| What you have to do |
Exactly as they stand, the data below are to be printed again.

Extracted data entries
——————
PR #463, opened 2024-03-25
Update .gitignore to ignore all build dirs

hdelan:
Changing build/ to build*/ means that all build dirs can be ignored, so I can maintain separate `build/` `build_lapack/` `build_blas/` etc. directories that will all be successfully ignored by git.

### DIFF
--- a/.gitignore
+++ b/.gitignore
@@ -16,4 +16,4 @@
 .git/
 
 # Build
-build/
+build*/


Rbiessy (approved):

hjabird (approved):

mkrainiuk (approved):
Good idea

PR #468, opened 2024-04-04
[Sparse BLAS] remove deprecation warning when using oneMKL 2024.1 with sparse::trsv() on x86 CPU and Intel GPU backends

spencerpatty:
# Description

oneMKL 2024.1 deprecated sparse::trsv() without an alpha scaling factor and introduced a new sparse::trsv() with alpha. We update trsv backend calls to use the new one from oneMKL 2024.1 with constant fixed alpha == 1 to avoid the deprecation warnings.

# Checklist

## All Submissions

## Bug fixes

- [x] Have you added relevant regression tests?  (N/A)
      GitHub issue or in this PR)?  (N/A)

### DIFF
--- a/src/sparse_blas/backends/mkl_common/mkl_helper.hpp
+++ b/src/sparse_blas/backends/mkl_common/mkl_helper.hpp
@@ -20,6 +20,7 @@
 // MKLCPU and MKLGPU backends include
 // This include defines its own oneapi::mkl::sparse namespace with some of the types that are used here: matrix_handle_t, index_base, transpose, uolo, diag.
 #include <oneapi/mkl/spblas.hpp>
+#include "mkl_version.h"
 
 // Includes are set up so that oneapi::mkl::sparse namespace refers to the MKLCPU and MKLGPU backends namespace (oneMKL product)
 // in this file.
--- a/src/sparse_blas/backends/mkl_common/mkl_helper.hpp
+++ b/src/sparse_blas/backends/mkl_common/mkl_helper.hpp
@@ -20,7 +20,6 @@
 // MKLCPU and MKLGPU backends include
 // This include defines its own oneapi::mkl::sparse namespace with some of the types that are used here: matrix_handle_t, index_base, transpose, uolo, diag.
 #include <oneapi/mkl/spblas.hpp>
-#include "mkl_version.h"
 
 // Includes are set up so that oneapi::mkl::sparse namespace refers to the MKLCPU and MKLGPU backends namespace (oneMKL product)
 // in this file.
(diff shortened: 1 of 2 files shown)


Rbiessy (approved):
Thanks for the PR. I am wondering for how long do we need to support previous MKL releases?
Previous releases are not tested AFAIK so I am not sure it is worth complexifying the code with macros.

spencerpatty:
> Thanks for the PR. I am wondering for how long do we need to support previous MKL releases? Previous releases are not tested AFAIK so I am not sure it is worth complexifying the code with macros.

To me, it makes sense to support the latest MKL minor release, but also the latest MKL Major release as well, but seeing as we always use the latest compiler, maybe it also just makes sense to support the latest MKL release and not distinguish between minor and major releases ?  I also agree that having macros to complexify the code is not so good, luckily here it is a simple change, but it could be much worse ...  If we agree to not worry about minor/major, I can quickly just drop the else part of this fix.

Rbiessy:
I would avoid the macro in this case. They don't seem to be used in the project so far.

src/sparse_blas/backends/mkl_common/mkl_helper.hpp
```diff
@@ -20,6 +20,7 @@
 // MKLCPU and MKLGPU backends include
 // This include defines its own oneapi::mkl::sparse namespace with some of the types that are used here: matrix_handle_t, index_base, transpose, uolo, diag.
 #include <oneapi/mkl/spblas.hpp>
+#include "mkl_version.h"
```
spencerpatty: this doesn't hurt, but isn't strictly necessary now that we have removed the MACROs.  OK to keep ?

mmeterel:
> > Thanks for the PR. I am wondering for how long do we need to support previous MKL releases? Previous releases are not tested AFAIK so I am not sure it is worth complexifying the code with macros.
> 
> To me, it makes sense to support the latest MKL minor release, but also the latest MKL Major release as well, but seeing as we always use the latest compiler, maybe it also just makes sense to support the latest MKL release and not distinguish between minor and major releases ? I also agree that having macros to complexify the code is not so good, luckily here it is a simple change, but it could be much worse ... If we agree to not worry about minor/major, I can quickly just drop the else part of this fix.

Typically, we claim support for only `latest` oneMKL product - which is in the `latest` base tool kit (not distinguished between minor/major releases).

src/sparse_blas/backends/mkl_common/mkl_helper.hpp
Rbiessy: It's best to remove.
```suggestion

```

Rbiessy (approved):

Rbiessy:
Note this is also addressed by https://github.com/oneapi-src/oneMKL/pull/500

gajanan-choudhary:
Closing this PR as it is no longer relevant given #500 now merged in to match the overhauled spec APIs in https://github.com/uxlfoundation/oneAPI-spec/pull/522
——————
| Your solution |
PR #463, opened 2024-03-25
Update .gitignore to ignore all build dirs

hdelan:
Changing build/ to build*/ means that all build dirs can be ignored, so I can maintain separate `build/` `build_lapack/` `build_blas/` etc. directories that will all be successfully ignored by git.

### DIFF
--- a/.gitignore
+++ b/.gitignore
@@ -16,4 +16,4 @@
 .git/
 
 # Build
-build/
+build*/


Rbiessy (approved):

hjabird (approved):

mkrainiuk (approved):
Good idea

PR #468, opened 2024-04-04
[Sparse BLAS] remove deprecation warning when using oneMKL 2024.1 with sparse::trsv() on x86 CPU and Intel GPU backends

spencerpatty:
# Description

oneMKL 2024.1 deprecated sparse::trsv() without an alpha scaling factor and introduced a new sparse::trsv() with alpha. We update trsv backend calls to use the new one from oneMKL 2024.1 with constant fixed alpha == 1 to avoid the deprecation warnings.

# Checklist

## All Submissions

## Bug fixes

- [x] Have you added relevant regression tests?  (N/A)
      GitHub issue or in this PR)?  (N/A)

### DIFF
--- a/src/sparse_blas/backends/mkl_common/mkl_helper.hpp
+++ b/src/sparse_blas/backends/mkl_common/mkl_helper.hpp
@@ -20,6 +20,7 @@
 // MKLCPU and MKLGPU backends include
 // This include defines its own oneapi::mkl::sparse namespace with some of the types that are used here: matrix_handle_t, index_base, transpose, uolo, diag.
 #include <oneapi/mkl/spblas.hpp>
+#include "mkl_version.h"
 
 // Includes are set up so that oneapi::mkl::sparse namespace refers to the MKLCPU and MKLGPU backends namespace (oneMKL product)
 // in this file.
--- a/src/sparse_blas/backends/mkl_common/mkl_helper.hpp
+++ b/src/sparse_blas/backends/mkl_common/mkl_helper.hpp
@@ -20,7 +20,6 @@
 // MKLCPU and MKLGPU backends include
 // This include defines its own oneapi::mkl::sparse namespace with some of the types that are used here: matrix_handle_t, index_base, transpose, uolo, diag.
 #include <oneapi/mkl/spblas.hpp>
-#include "mkl_version.h"
 
 // Includes are set up so that oneapi::mkl::sparse namespace refers to the MKLCPU and MKLGPU backends namespace (oneMKL product)
 // in this file.
(diff shortened: 1 of 2 files shown)


Rbiessy (approved):
Thanks for the PR. I am wondering for how long do we need to support previous MKL releases?
Previous releases are not tested AFAIK so I am not sure it is worth complexifying the code with macros.

spencerpatty:
> Thanks for the PR. I am wondering for how long do we need to support previous MKL releases? Previous releases are not tested AFAIK so I am not sure it is worth complexifying the code with macros.

To me, it makes sense to support the latest MKL minor release, but also the latest MKL Major release as well, but seeing as we always use the latest compiler, maybe it also just makes sense to support the latest MKL release and not distinguish between minor and major releases ?  I also agree that having macros to complexify the code is not so good, luckily here it is a simple change, but it could be much worse ...  If we agree to not worry about minor/major, I can quickly just drop the else part of this fix.

Rbiessy:
I would avoid the macro in this case. They don't seem to be used in the project so far.

src/sparse_blas/backends/mkl_common/mkl_helper.hpp
```diff
@@ -20,6 +20,7 @@
 // MKLCPU and MKLGPU backends include
 // This include defines its own oneapi::mkl::sparse namespace with some of the types that are used here: matrix_handle_t, index_base, transpose, uolo, diag.
 #include <oneapi/mkl/spblas.hpp>
+#include "mkl_version.h"
```
spencerpatty: this doesn't hurt, but isn't strictly necessary now that we have removed the MACROs.  OK to keep ?

mmeterel:
> > Thanks for the PR. I am wondering for how long do we need to support previous MKL releases? Previous releases are not tested AFAIK so I am not sure it is worth complexifying the code with macros.
> 
> To me, it makes sense to support the latest MKL minor release, but also the latest MKL Major release as well, but seeing as we always use the latest compiler, maybe it also just makes sense to support the latest MKL release and not distinguish between minor and major releases ? I also agree that having macros to complexify the code is not so good, luckily here it is a simple change, but it could be much worse ... If we agree to not worry about minor/major, I can quickly just drop the else part of this fix.

Typically, we claim support for only `latest` oneMKL product - which is in the `latest` base tool kit (not distinguished between minor/major releases).

src/sparse_blas/backends/mkl_common/mkl_helper.hpp
Rbiessy: It's best to remove.
```suggestion

```

Rbiessy (approved):

Rbiessy:
Note this is also addressed by https://github.com/oneapi-src/oneMKL/pull/500

gajanan-choudhary:
Closing this PR as it is no longer relevant given #500 now merged in to match the overhauled spec APIs in https://github.com/uxlfoundation/oneAPI-spec/pull/522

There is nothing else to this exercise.